* _Exercise_: Say how many lines in the records include the string "bugfix", adding no other words.

Segment Start: Data shown

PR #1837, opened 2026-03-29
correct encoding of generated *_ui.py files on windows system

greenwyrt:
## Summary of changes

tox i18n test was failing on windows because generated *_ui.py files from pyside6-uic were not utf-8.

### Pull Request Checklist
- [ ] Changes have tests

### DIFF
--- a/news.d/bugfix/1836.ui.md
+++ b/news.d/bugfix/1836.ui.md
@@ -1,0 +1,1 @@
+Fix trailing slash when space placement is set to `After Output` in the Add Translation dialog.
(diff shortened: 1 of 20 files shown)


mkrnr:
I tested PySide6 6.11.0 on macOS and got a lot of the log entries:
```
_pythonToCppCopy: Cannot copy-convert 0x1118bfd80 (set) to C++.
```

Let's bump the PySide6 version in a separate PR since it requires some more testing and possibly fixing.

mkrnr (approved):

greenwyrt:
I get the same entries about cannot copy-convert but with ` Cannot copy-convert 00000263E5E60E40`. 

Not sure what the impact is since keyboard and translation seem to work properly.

Segment End: Data shown
Segment Start: Data shown

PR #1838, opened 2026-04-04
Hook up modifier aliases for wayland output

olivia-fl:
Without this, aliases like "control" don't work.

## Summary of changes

Segment End: Data shown

* _Task result_: 2